*** Opening of Task inputs ***

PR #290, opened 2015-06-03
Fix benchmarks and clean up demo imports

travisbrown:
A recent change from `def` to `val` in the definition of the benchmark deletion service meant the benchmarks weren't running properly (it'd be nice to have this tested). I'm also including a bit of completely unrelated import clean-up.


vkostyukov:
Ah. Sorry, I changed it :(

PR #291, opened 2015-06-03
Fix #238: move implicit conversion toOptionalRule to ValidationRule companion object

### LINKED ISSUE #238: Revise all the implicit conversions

*** Close of Task inputs ***
*** Opening of Task inputs ***

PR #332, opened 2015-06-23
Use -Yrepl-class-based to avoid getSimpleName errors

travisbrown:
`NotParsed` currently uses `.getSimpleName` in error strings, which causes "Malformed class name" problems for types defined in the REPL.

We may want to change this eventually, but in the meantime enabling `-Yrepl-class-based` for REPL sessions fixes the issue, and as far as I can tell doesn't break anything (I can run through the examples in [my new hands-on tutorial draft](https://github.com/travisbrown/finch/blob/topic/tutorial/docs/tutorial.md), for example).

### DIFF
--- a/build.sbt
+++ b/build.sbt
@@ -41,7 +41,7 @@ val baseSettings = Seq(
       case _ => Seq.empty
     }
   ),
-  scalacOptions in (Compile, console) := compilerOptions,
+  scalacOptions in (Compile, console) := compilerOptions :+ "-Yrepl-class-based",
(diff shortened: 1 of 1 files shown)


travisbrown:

*** Close of Task inputs ***
*** Opening of Task inputs ***

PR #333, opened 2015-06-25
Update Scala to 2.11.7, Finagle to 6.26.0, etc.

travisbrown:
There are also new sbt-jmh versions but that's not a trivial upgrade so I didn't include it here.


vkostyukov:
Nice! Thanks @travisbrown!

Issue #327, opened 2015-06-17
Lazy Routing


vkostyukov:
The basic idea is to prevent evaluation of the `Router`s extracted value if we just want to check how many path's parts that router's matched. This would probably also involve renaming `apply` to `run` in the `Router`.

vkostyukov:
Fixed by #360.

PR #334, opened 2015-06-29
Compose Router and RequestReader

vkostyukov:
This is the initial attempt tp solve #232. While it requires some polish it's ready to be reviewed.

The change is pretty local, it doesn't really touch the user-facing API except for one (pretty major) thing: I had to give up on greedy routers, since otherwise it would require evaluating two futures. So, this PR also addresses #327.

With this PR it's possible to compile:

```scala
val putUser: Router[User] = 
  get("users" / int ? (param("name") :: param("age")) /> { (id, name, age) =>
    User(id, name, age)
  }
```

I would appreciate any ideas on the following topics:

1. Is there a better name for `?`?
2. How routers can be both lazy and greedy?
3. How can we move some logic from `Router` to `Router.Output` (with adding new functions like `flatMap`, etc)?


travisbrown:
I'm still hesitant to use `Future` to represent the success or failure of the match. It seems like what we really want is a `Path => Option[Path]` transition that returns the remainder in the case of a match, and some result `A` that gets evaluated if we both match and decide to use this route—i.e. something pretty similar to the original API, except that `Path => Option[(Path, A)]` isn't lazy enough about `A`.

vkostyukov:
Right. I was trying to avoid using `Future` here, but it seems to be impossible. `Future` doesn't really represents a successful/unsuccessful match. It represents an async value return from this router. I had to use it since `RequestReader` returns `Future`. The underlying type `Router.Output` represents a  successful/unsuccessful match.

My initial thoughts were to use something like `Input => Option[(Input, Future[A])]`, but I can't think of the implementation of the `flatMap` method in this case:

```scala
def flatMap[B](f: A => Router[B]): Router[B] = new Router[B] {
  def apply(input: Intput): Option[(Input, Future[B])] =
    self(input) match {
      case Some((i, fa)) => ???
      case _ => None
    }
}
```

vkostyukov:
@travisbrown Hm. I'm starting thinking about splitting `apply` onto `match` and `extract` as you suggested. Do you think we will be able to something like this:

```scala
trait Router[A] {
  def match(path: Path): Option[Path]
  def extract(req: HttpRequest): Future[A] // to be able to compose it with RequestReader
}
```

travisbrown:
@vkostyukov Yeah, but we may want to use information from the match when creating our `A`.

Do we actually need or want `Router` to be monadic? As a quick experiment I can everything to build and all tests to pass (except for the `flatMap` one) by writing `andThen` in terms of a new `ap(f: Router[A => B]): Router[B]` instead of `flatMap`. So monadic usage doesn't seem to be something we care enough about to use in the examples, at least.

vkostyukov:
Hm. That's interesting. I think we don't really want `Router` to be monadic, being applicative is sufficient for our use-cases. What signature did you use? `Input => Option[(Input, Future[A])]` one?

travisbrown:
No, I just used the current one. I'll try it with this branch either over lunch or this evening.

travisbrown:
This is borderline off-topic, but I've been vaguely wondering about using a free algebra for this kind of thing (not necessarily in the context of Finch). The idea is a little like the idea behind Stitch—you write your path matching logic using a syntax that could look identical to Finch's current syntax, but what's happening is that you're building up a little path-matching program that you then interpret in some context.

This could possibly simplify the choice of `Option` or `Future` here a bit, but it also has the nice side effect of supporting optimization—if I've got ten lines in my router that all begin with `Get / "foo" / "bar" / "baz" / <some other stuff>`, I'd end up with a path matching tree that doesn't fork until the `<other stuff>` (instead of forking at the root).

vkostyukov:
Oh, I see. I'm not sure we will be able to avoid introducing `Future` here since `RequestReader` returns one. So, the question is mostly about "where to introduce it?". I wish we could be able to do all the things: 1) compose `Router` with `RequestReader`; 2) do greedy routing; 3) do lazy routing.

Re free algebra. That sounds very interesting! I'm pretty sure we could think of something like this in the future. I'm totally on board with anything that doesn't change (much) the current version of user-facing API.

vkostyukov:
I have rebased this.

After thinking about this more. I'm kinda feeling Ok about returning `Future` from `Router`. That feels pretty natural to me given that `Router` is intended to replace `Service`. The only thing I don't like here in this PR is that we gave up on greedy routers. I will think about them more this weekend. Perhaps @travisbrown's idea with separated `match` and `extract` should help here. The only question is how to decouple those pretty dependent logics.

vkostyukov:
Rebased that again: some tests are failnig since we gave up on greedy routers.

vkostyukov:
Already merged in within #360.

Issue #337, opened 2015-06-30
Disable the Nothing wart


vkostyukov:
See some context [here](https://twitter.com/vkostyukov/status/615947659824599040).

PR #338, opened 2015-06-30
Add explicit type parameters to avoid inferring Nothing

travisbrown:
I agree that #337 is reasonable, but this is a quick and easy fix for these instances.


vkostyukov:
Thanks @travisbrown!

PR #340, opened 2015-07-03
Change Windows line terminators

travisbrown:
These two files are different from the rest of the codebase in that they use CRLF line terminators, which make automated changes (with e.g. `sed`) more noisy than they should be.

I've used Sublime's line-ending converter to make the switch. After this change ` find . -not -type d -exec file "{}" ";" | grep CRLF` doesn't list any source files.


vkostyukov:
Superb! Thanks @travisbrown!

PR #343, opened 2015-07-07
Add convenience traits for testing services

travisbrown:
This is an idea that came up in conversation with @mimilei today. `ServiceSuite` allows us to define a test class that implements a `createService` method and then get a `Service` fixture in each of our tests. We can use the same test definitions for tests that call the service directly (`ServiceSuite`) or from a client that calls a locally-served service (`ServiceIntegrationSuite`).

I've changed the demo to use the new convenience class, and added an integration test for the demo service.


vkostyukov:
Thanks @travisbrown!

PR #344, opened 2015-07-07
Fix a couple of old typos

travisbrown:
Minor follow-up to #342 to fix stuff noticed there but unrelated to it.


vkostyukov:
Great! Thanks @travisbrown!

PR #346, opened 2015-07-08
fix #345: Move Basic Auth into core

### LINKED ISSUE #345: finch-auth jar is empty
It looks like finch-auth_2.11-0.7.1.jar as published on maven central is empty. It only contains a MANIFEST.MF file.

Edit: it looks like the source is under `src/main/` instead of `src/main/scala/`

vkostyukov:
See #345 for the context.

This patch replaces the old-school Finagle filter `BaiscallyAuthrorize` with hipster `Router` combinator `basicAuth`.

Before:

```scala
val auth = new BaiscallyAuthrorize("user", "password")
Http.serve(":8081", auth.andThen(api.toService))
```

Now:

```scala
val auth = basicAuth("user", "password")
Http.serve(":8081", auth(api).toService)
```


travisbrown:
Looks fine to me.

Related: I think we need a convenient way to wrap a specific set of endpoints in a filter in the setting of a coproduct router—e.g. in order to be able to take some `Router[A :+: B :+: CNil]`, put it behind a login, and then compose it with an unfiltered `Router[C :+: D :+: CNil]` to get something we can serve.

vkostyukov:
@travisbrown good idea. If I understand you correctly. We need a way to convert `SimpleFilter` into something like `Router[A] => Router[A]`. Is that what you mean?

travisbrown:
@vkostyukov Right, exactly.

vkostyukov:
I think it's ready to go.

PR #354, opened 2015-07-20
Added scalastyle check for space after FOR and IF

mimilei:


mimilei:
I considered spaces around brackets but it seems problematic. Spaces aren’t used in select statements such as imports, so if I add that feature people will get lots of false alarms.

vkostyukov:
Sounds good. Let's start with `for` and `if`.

*** Close of Task inputs ***

Exactly the lines above from the one with "The basic idea" to the one with "This is the", both included, are to be quoted; leave the rest out.

**Reply to the task:**
The basic idea is to prevent evaluation of the `Router`s extracted value if we just want to check how many path's parts that router's matched. This would probably also involve renaming `apply` to `run` in the `Router`.

vkostyukov:
Fixed by #360.

PR #334, opened 2015-06-29
Compose Router and RequestReader

vkostyukov:
This is the initial attempt tp solve #232. While it requires some polish it's ready to be reviewed.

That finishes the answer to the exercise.